# Question about Wellington Fragrance Company



## pinkduchon (Aug 1, 2008)

Has anyone used Wellington Fragrance Company for EO? I am looking to see if they have good quality products. They seem to be reasonably priced and have a large selection of EO and FO in various sizes.


----------



## Tabitha (Aug 1, 2008)

I jus got 3 big ol' bottles of awesome fo's from them! Violet, satsuma Citrus & Pumpkin Crunch Cake. 

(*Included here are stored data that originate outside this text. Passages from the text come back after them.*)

PR #844, opened 2015-10-09
Update random_bytes() to conform to PHP7.0.0-RC3

paragonie-scott:
Fixes #843

PR #846, opened 2015-10-10
Use paragonie/random-compat

cweagans:
`paragonie/random-compat` is a polyfill for `random_bytes()`. Leveraging it allows phpseclib to dump a lot of code and not lose any functionality.

Note that this PR also includes https://github.com/phpseclib/phpseclib/pull/844

### DIFF
--- a/composer.json
+++ b/composer.json
@@ -51,7 +51,8 @@
         }
     ],
     "require": {
-        "php": ">=5.3.3"
+        "php": ">=5.3.3",
+        "paragonie/random_compat": "~1.0"
     },
     "require-dev": {
         "phing/phing": "~2.7",
--- a/phpseclib/Crypt/Random.php
+++ b/phpseclib/Crypt/Random.php
@@ -54,66 +54,21 @@ class Random
      */
     static function string($length)
     {
-        if (version_compare(PHP_VERSION, '7.0.0', '>=')) {
-            try {
-                return random_bytes($length);
-            } catch (\Error $e) {
-                // If a sufficient source of randomness is unavailable, random_bytes() will emit a warning.
-                // We don't actually need to do anything here. The string() method should just continue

I can't give you nay help w/ the Eo's though.


----------



## zee (Sep 5, 2008)

Their Plumeria is awesome too  My liquid soap customers always come back for that one.


----------



## GrumpyOldWoman (Sep 5, 2008)

I have their Midnight rain, sandalwood, and amber.
they are all very nice.  should probably add to them to the trade thread as I got a big bottle and I'm for sure not going to use all of it


----------



## Lil Outlaws (Oct 13, 2008)

I bought about 25 sample sizes from them and I didn't like more then 3.. they all smelled cheap and nasty :/ (these were FO, not EO)
The only good ones that I kept were Monkey Farts, Waterlily/Jasmine, and Honeysuckle - and the honeysuckle smells really cheap too but my customers seem to like it so I kept it anyway.

I really prefer LoneStarCandleCompany or BrambleBerry for my FO/EO..


----------